Andrea Tandler und ihr Geschäftspartner sind in den U-Ausschuss geladen
Nach der SZ vorliegenden Erkenntnissen sind von den 48 Millionen Euro Provisionen im Jahr 2020 abzüglich von Kosten und Steuern damals 36 Millionen Euro übrig geblieben. Das Vermögen teilten sich Andrea Tandler und ihr Partner Darius N. und legten es in jeweils eigenen Firmen an. Andrea Tandler, deren Vater einst CSU-Generalsekretär sowie Minister war, schweigt seit Bekanntwerden ihrer Rolle bei den Maskendeals. Sie gibt keine Interviews und äußert sich auch sonst nicht. Für den 29. April sind die Tandler-Tochter und deren Partner N. als Zeugen in den Masken-Untersuchungsausschuss des Landtags geladen. Dort können die beiden allerdings die Aussage verweigern, da gegen sie in einem Steuer- und Geldwäscheverfahren ermittelt wird. Die beiden weisen sämtliche Vorwürfe zurück.
Holetschek nimmt den Fall Tandler zum Anlass, sich grundsätzlich über die Lage nach Beginn der Pandemie zu äußern. Das sei eine "absolute Ausnahmesituation" mit einer "tödlichen Bedrohung" durch das Coronavirus gewesen. Schutzmaterial habe gefehlt. In den Gesundheitsbehörden und auch im Gesundheitsministerium sei deshalb Tag und Nacht hart und uneigennützig für den Schutz der Menschen gearbeitet worden. Tausende Überstunden seien angehäuft und "weit Überdurchschnittliches bis zur gesundheitlichen Grenze und teilweise darüber hinaus geleistet" worden. In vielen Veröffentlichungen sei aber heute "nicht von Dank und Anerkennung zu lesen, sondern fast nur von Skandal und Sumpf".

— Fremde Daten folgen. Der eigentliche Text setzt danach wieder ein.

PR #442, opened 2020-12-19
remove extraneous cryptography package, remove static jdk env var

smcd253:
Allows hosted ubuntu 1604 to complete pip install and run tests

Der Gesundheitsminister verbindet das mit einer Kritik, die als Spitze gegen die Opposition verstanden werden kann, die im Landtag den Masken-Untersuchungsausschuss durchgesetzt hat. Während in der Gesundheitsverwaltung gehandelt und Leben gerettet worden seien, hätten diejenigen, die "jetzt am lautesten zu skandalisieren versuchen, abgewartet, zugeschaut und darauf vertraut", dass die Staatsregierung, die Gesundheitsbehörden und viele redliche Unternehmer die nötigen Schutzmasken beschaffen würden. "Dieses Verhalten ist absolut unangemessen und unseriös", schreibt Holetschek.

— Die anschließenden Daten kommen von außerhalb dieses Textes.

PR #447, opened 2021-01-08
Remove support for Python 2

smcd253:
- Remove support for Python2... only Python 3.6, 3.7, and 3.8 are currently supported
- Add testing to validate version catch for versions less than Python 3.0


iotedgedev/envvars.py
```diff
@@ -142,8 +121,6 @@ def load(self, force=False):
                 "Variable that caused exception: {0}".format(str(ex))
                 raise ValueError(msg)
 
-        self.clean()
```
marianan, line 145: >self.clean() [](start = 8, length = 12)

why removing the clean here?

iotedgedev/iothub.py
```diff
@@ -1,4 +1,4 @@
-from .compat import PY35
+from .version import PY35
```
marianan, line 1: >PY35 [](start = 21, length = 4)

PY35 is defined in compat.py, which is removed. How is this import resolving?

iotedgedev/utility.py
```diff
@@ -93,7 +89,7 @@ def get_file_contents(file, expandvars=False):
                 return content
 
     def decode(self, val):
-        return val.decode("utf-8").strip()
+        return val.decode().strip()
```
marianan, line 92: do we no longer need to pass the encoding as a parameter?

setup.py
```diff
@@ -62,14 +60,12 @@
     license='MIT license',
     zip_safe=False,
     keywords='azure iot edge dev tool',
-    python_requires='>=2.7, !=3.0.*, !=3.1.*, !=3.2.*, !=3.3.*, !=3.4.*, !=3.5.*, <3.8',
+    python_requires='!=3.0.*, !=3.1.*, !=3.2.*, !=3.3.*, !=3.4.*, !=3.5.*, <3.8',
```
marianan, line 63: >!=3.0.*, !=3.1.*, !=3.2.*, !=3.3.*, !=3.4.*, !=3.5.* [](start = 21, length = 52)

Will this be equivalent - '>=3.6'?

iotedgedev/envvars.py
smcd253: Correct me if I'm wrong, but the implementation above was for python 2 only, so it serves no purpose for python 3.

iotedgedev/utility.py
smcd253: no. python 3 defaults to utf-8

setup.py
smcd253: yes indeed! you are right. 
It should be `python_requires = '>=3.6, <3.8'`

marianan (approved):
:shipit:

jongio:
Would be good if @digimaun could review too

setup.py
```diff
@@ -62,14 +60,12 @@
     license='MIT license',
     zip_safe=False,
     keywords='azure iot edge dev tool',
-    python_requires='>=2.7, !=3.0.*, !=3.1.*, !=3.2.*, !=3.3.*, !=3.4.*, !=3.5.*, <3.8',
+    python_requires='>=3.6, <3.8',
```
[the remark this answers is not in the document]
smcd253: haven't tested with >3.8. Happy to add in a pipeline testing the latest version in a separate PR, but wanted to minimize the scope of this PR as it is already quite large.

tests/test_buildoptionsparser.py
```diff
@@ -1,9 +1,13 @@
 import pytest
-from iotedgedev.buildoptionsparser import BuildOptionsParser
 
-pytestmark = pytest.mark.unit
+from .version import test_py2, minversion
+
+if not test_py2:
```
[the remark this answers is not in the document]
smcd253: Many libraries are py3 specific. This prevents tests from failing and allows me to raise an expected assertion error on the version catch in iotedgedev/version_catch.py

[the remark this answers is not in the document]
digimaun: I don't quite understand this comment, can you please expand on what is failing? 

By updating the `python_requires` constraint pip should only install the package in the supported range and error out otherwise. Then you can apply version or env constraints to package dependencies or requirements file entries if needed.

It would be good to use as much of the available existing tooling as possible.

tests/__init__.py
```diff
@@ -1,5 +1,3 @@
-# -*- coding: utf-8 -*-
-
```
digimaun, line 2: Maybe replace `__auther__` , `__email__` to team identifiers/email if you want to keep these attributes.

README.md
```diff
@@ -166,6 +166,9 @@ The only thing you need to install is Docker. All of the other dev dependencies
 
     </details>
 
+## Python Versions
+This project only supports Python 3.6 and 3.7.
```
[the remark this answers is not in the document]
smcd253: 3.7 and 3.8. Will make changes now and will make it 3.7+ when we've tested with the latest version.

tests/test_buildoptionsparser.py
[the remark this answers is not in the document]
smcd253: The idea was that even if pip install fails, tox and pytest will be installed and can still run. This solution provides a catch for testing, avoiding all tests except for the e2e test I built to get to the version catch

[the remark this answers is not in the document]
digimaun: OK I see. Testing infrastructure wise (like via tox) you should be able to configure tox to properly install the package in the defined compatible python runtimes and abort the run if a failure occurs in package installation. Then philosophically, this package defines its python run requirements via attributes like `classifiers` and `python_requires`, which is a standard approach for the Python ecosystem and the Python ecosystem tools + users should abide. In general, if the package claims its 3.6+ and a user tries to run aspects in a non-compatible environment then failure is expected.

That being said, to still achieve the goal here, but in less code consider refactoring to use one of the following pytest configuration approaches:
* [collect_ignore_glob or collect_ignore](https://docs.pytest.org/en/latest/reference.html#globalvar-collect_ignore_glob)
* A wider scoped fixture...something like

```python
@pytest.fixture(scope="session", autouse=True)
def ensure_python_version():
    if sys.version_info < (3, 6):
        pytest.skip("Incompatible environment. The package requires Python 3.6+.")
```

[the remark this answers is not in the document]
smcd253: This is exactly the kind of thing I was looking for! I wanted a global way to skip tests but could not find one. 

I will investigate configuring tox properly first and will use this as backup.

Thanks @digimaun!

smcd253:
Closing and issuing new PR for Python 2 removal without testing.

Grüne, SPD und FDP als die treibenden Kräfte im U-Ausschuss dürften diese Kritik einerseits nicht unwidersprochen lassen. Andererseits ist vorstellbar, dass Holetscheks Spendenaufruf an Andrea Tandler im U-Ausschuss zur Sprache kommt, sollten sich die Münchner Unternehmerin und ihr Partner N. dort wie vorgesehen in einer Woche einfinden. Als Zeugen geladen sind auch die beiden Emix-Inhaber aus Zürich. Die beiden müssen als Schweizer Staatsbürger aber nicht vor einem deutschen U-Ausschuss erscheinen.